Among the multiple congenital anomalies (MCA) syndromes, the Noonan syndrome (NS) is a cardiofacial syndrome in which affected individuals may be short and mildly mentally retarded. Autosomal dominant inheritance of Noonan syndrome with variable expressivity has been documented in many families. Genetic heterogeneity has been postulated in Noonan syndrome because of the wide phenotypic variability, the relatively high incidence, and the occasional recurrence in sibs with apparently normal parents. Clinical variability is usual in autosomal dominant disorders, and mildly affected individuals may be difficult to recognize as gene carriers. Thus, a family with two or more affected children may simulate autosomal recessive inheritance.
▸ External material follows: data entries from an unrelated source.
PR #1629, opened 2018-03-14
fix fd leakage

nirmoy:
bpf_prog_compute_tag() isn't closing socket fds
before successful return


4ast:
thanks. not sure how I missed that.

yonghong-song:
[buildbot, ok to test]

PR #1630, opened 2018-03-14
tools/slabratetop: detect the current memory allocator

lcp:
Currently, slabratetop always included slub_def.h. For the system uses
SLAB, the definition of 'struct kmem_cache' is different and the eBPF
program would fetch the wrong field and print garbages.


yonghong-song:
[buildbot, ok to test]

PR #1632, opened 2018-03-15
cmake: search for iperf3 if there is no iperf

nirmoy:
Some destro just provide iperf3 like openSUSE Tumbleweed


yonghong-song:
[buildbot, ok to test]

yonghong-song:
LGTM

PR #2293, opened 2019-03-29
cmake: expose bcc_elf.h in the API headers

mmarchini:
Ref: https://github.com/iovisor/bpftrace/pull/410


yonghong-song:
@palmtenor You used to have some concerns to expose this header. Could you elaborate?
@mmarchini Which exact functions you try to use from bcc_elf.h?

mmarchini:
`bcc_elf_foreach_sym`, we want to use it on bpftrace to get available uprobes from a binary without using `objdump`.

palmtenor:
[buildbot, ok to test]

palmtenor:
I remember last time it was `syms.h` which was explicitly designed not to be exposed. I think `bcc_elf.h` is OK...

PR #2294, opened 2019-03-29
Add bcc_usdt_enable_fully_specified_probe to avoid usdt provider collisions

### LINKED ISSUE #2275: USDT probe provider collisions
I believe this is mentioned in https://github.com/iovisor/bcc/issues/1527, so perhaps this is a duplicate of that. Either way, I want to write up this problem specifically as I would like to make an attempt to solve it.

In the [current usdt implementation](https://github.com/iovisor/bcc/blob/master/src/cc/usdt/usdt.cc#L296-L320) if you have two tracepoints with the same name, but different provider, there will be a collision and the one found first will be used, hiding the other one.

This will result in unexpected and probably undesired behavior, where the same name may exist in different libraries included by an executable. 

The interface is currently broken, as the [interface doesn't require or accept a provider name](https://github.com/iovisor/bcc/blob/master/src/cc/usdt/usdt.cc#L445), so the collision is inevitable in certain circumstances. 

I propose that the existing signature of  to include the provider name. So the current signature

```
bcc_usdt_enable_probe(void *usdt, const char *probe_name, const char *fn_name)
```

would be changed to:

```
bcc_usdt_enable_probe(void *usdt, const char* provide_name, const char *probe_name, const char *fn_name)
```

Then, the enable_probe function would just need to be modified to search by namespace which should be pretty easy to implement, as this provider name just needs to be propagated. The probe object seems to [already support and store the provider name](https://github.com/iovisor/bcc/blob/master/src/cc/usdt/usdt.cc#L56-L59), so this seems like a small change, aside from it being a potentially breaking API change.

For compatibility, we may want to support signature requiring only 3 arguments at least until the next point release, preserving the current behavior but throwing a deprecation warning. This would give some time for consumers of the API to update to avoid the error, and then I would suggest eventually removing the 3 argument interface.

dalehamel:
fixes #2275

I aimed for the most minimal changeset I could in order to avoid provider collisions.

I have successfully used this code in https://github.com/iovisor/bpftrace/pull/508 to be able to probe a function that would otherwise have a collision with another provider:

As you can see, `testprobe2` is defined on both the `tracetest` and `tracetest2` providers:

```
bpftrace -l 'usdt:./tracetest'
usdt:./tracetest:tracetest:testprobe
usdt:./tracetest:tracetest:testprobe2
usdt:./tracetest:tracetest2:testprobe2
```

Using the old API (`bcc_usdt_enable_probe`):

```
bpftrace -e 'usdt::tracetest2:testprobe2 { @[probe]++ }' -p ${PID}
Attaching 1 probe...
Found duplicate provider (tracetest2) for underspecified probe (testprobe2)
Found 2 duplicate providers for underpecified probe (probe_testprobe2_1)
Error finding or enabling probe: usdt:tracetest2:testprobe2
```

And the new API (`bcc_usdt_enable_fully_specified_probe`):

```
bpftrace -e 'usdt::tracetest2:testprobe2 { @[probe]++ }' -p ${PID}
Attaching 1 probe...
^C

@[usdt:tracetest2:testprobe2]: 2
```

To maintain compatibility:

* I added a check `BCC_USDT_HAS_FULLY_SPECIFIED_PROBE`, which can be useful for tools running against a previous release of libbcc to maintain their current (degraded) functionality.
* I defined a new function to enable probes, specifying the provider: `bcc_usdt_enable_fully_specified_probe`

Things I'd like comments on, in addition to the review:
* We may want to have a deprecation strategy for the old API, or perhaps it should remain in place. If we decide to deprecate, we will need to make an issue to update bcc tools to use the new API
* A better (shorter) name for `bcc_usdt_enable_fully_specified_probe`
* Tests to add to existing suite to verify this functionality
* Thoughts on what, if anything, should hold up merging this.

### DIFF
--- a/src/cc/usdt/usdt.cc
+++ b/src/cc/usdt/usdt.cc
@@ -304,35 +304,17 @@ bool Context::enable_probe(const std::string &provider_name,
   if (pid_stat_ && pid_stat_->is_stale())
     return false;
 
-  unsigned int matches = 0;
   Probe *found_probe = nullptr;
   for (auto &p : probes_) {
-    if (p->name_ == probe_name) {
-      if (found_probe == nullptr && provider_name == "")
-      {
-        found_probe = p.get();
-        matches++;
+    if (p->name_ == probe_name &&
+        (provider_name.empty() || p->provider() == provider_name)) {
+      if (found_probe != nullptr) {
+        fprintf(stderr, "Two same-name probes (%s) but different providers\n",
+                probe_name.c_str());
+        return false;
       }
-      else if (found_probe != nullptr && provider_name == "")
-      {
-        fprintf(stderr, "Found duplicate provider (%s) for underspecified probe (%s)\n",
-                p->provider().c_str(), p->name().c_str());
-        matches++;
-      } else if (provider_name != "" && p->provider() == provider_name)
-      {
-        found_probe = p.get();
-        matches++;
-      }
+      found_probe = p.get();
     }
-  }
-
-  if (matches > 1) {
-    fprintf(stderr, "Found %i duplicate providers for underpecified probe (%s)\n",
-                matches, fn_name.c_str());
-    return false;
-  } else if(matches < 1) {
-    fprintf(stderr, "No matches found for probe (%s)\n", fn_name.c_str());
-    return false;
   }
 
   if (found_probe != nullptr)
@@ -470,8 +452,7 @@ int bcc_usdt_enable_probe(void *usdt, const char *probe_name,
   return ctx->enable_probe(probe_name, fn_name) ? 0 : -1;
 }
 
-int bcc_usdt_enable_fully_specified_probe(void *usdt,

We have studied serial and family photographs of NS individuals in order to assess the likelihood of gene carriers' being missed in genetic studies. We have confirmed wide clinical variability within families, and more importantly, we have documented marked change of phenotype with age from the newborn period, infancy, childhood, and adolescence to adulthood. Manifestations in adults may be subtle and some without a known heart defect or other medically significant problems may have been considered normal in the past. Our study, while not ruling out causal heterogeneity, suggests that the change of phenotype with age may have been falsely perceived as clinical heterogeneity. A particular and subtle phenotype must be searched for in parents of affected children.

摘要

在多种先天性异常(MCA)综合征中,努南综合征(NS)是一种心脏颜面综合征,患者可能身材矮小且轻度智力发育迟缓。许多家族中已证实努南综合征呈常染色体显性遗传,且表现度可变。由于努南综合征的表型变异广泛、发病率相对较高以及在父母看似正常的同胞中偶尔出现复发情况,因此推测存在基因异质性。常染色体显性疾病通常存在临床变异性,轻度受累个体可能难以被识别为基因携带者。因此,一个有两个或更多患病孩子的家庭可能会表现出常染色体隐性遗传的特征。我们研究了努南综合征患者的系列照片和家族照片,以评估在基因研究中遗漏基因携带者的可能性。我们证实了家族内部存在广泛的临床变异性,更重要的是,我们记录了从新生儿期、婴儿期、儿童期、青少年期到成年期,表型随年龄的显著变化。成年人的表现可能很细微,过去一些没有已知心脏缺陷或其他医学上显著问题的人可能被认为是正常的。我们的研究虽然不排除病因异质性,但表明表型随年龄的变化可能被错误地视为临床异质性。必须在患病孩子的父母中寻找一种特殊而细微的表型。